The author of a body of work that invites us to take another look at living things, his books Sur la piste animale (Actes Sud, 2017, Prix Lacroix de l’Académie Française) and Manières d’être vivant (Actes Sud, 2020) have won him international recognition. His research interests include the philosophy of life and ecology, evolutionary anthropology and the comparative epistemology of the natural and social sciences. His first book, Les diplomates (Wildproject, 2016), looks at the relationship between humans and living things, both inside and outside them. He won the Prix du Livre de la Fondation de l’Écologie Politique in 2016, and the following year, the Prix littéraire François Sommer for best book on nature. A leading figure in the new philosophy of life, Baptiste Morizot has been translated into ten languages, and has published three other works with Actes Sud(Raviver les braises du vivant, Rendre l’eau à la Terre, Le regard perdu), which address the interdependencies between humans and the living world: an invitation to rethink our connection with life on Earth.

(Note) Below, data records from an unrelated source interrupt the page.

PR #3110, opened 2021-06-28
refactor: python bindings

bassmang:


python/pylibvw.cc
```diff
@@ -542,32 +542,85 @@ std::string varray_char_to_string(v_array<char>& a)
...
+  auto it = ec->begin();
+  for (int i = 0; i < distance; ++i, ++it);
+  return it.index();
+}
 
-uint32_t ex_num_features(example_ptr ec, unsigned char ns) { return (uint32_t)ec->feature_space[ns].size(); }
+uint32_t ex_num_features(example_ptr ec, char* ns) {
+  auto fs = ec->feature_space;
+  uint64_t hash = hashstring(ns, strlen(ns), 0);
+  return (strlen(ns) == 1) ? fs.namespace_index_end_proxy(ns[0]) - fs.namespace_index_begin_proxy(ns[0]) : fs[hash].size();
```
jackgerrits, line 557: It is still valid to have a namespace of length 1 and access it using the hash so we need to make sure it works with that. So it may best to use an explicit bool parameter for switching behavior

python/pylibvw.cc
```diff
@@ -542,32 +542,85 @@ std::string varray_char_to_string(v_array<char>& a)
...
-float ex_sum_feat_sq(example_ptr ec, unsigned char ns) { return ec->feature_space[ns].sum_feat_sq; }
+float ex_sum_feat_sq(example_ptr ec, char* ns)
+{
+  auto fs = ec->feature_space;
+  if (strlen(ns) == 1) 
+  {
+    auto beg = fs.namespace_index_begin(ns[0]);
+    auto end = fs.namespace_index_end(ns[0]);
+    float sum_feat_sq = 0.f;
+    for (auto it = beg; it != end; ++it) sum_feat_sq += (*it).sum_feat_sq;
```
jackgerrits, line 602: You can use `namespace_index_range` for cases like this

python/pylibvw.cc
```diff
@@ -542,32 +542,85 @@ std::string varray_char_to_string(v_array<char>& a)
...
 
-uint32_t ex_num_features(example_ptr ec, unsigned char ns) { return (uint32_t)ec->feature_space[ns].size(); }
+uint32_t ex_num_features(example_ptr ec, char* ns) {
+  auto fs = ec->feature_space;
+  uint64_t hash = hashstring(ns, strlen(ns), 0);
+  return (strlen(ns) == 1) ? fs.namespace_index_end_proxy(ns[0]) - fs.namespace_index_begin_proxy(ns[0]) : fs[hash].size();
+}
 
-uint32_t ex_feature(example_ptr ec, unsigned char ns, uint32_t i)
+uint32_t ex_feature(example_ptr ec, char* ns, uint32_t i)
```
jackgerrits, line 560: All of these `char*` should be `const char*`

python/pylibvw.cc
```diff
@@ -655,39 +711,67 @@ void ex_push_dictionary(example_ptr ec, vw_ptr vw, py::dict& dict)
     if (ns_e().length() < 1) continue;
     py::extract<py::list> list_e(objectVal);
     py::list list = list_e();
-    char ns = ns_e()[0];
+    std::string ns_str = ns_e();
```
jackgerrits, line 714: ns_e() is already a string copy, you don't need to copy it into an additional buffer you can pass .c_str() directly to ex_ensure_namespace_exists

python/pylibvw.cc
```diff
@@ -655,39 +711,67 @@ void ex_push_dictionary(example_ptr ec, vw_ptr vw, py::dict& dict)
...
+    char* ns = new char [ns_str.length()+1];
```
jackgerrits, line 715: This is leaking memory

python/pylibvw.cc
```diff
@@ -655,39 +711,67 @@ void ex_push_dictionary(example_ptr ec, vw_ptr vw, py::dict& dict)
...
 {
-  if (ec->feature_space[ns].size() == 0) return false;
-  float val = ec->feature_space[ns].values.back();
-  ec->feature_space[ns].values.pop_back();
-  if (ec->feature_space[ns].indicies.size() > 0) ec->feature_space[ns].indicies.pop_back();
-  if (ec->feature_space[ns].space_names.size() > 0) ec->feature_space[ns].space_names.pop_back();
+  uint64_t hash = hashstring(ns, strlen(ns), 0);
+  features& feats = ec->feature_space[hash];
+  if (feats.size() == 0) return false;
+  float val = feats.values.back();
```
jackgerrits, line 727: All if statements require braces

python/pylibvw.cc
```diff
@@ -655,39 +711,67 @@ void ex_push_dictionary(example_ptr ec, vw_ptr vw, py::dict& dict)
...
+  if (strlen(ns) == 1)
+  {
+    auto beg = ec->feature_space.namespace_index_begin(ns[0]);
+    auto end = ec->feature_space.namespace_index_end(ns[0]);
+    std::vector<uint64_t> rem_hashes;
+    for (auto it = beg; it != end; ++it) {
+      features& feats = *it;
+      ec->num_features -= feats.size();
+      feats.sum_feat_sq = 0.f;
+      feats.clear();
```
jackgerrits, line 748: There's no need to do the sum_feat_sq and clear operations if you're about to remove it

python/pylibvw.cc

After years devoted to contemporary ecological emergencies, Baptiste Morizot is now focusing his work on the long term, spanning the entire century. Together with lawyer Laurent Neyret, he is exploring the possibility of a “Principle of Habitability,” intended to transform the law so that it truly protects the conditions of life in the context of the ecological and climate polycrisis.
In the 20th century, after two world wars, the law adopted the principle of dignity as the foundation of human rights and a compass for distinguishing between the human and the inhuman. In the same way, the 21st century calls for a new structuring principle: the habitability of the Earth, conceived not as an immediate solution, but as a guiding value for the century, a necessary condition for recognizing our interdependence with living beings.
This reflection deeply animates Baptiste Morizot’s residency at the Villa Medici, a place dedicated to long-term thinking. Located in Rome, where the past remains co-present with the present, the Villa offers a space conducive to thinking beyond the urgent and sowing the seeds of a desirable future for a civilization aware of its finitude.